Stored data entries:

━━━━

PR #420, opened 2017-03-28
Fix assigned_stmts() for AnnAssign nodes without value

rogalski:


rogalski:
@PCManticore @ceridwen @degustaf it would be nice to get any form of input before it'll be merged.

PCManticore:
This looks simple enough.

━━━━

(Required work) Some of the data mentions "PCManticore". Copy every line where it does.

(Solution to this problem)
@PCManticore @ceridwen @degustaf it would be nice to get any form of input before it'll be merged.
PCManticore:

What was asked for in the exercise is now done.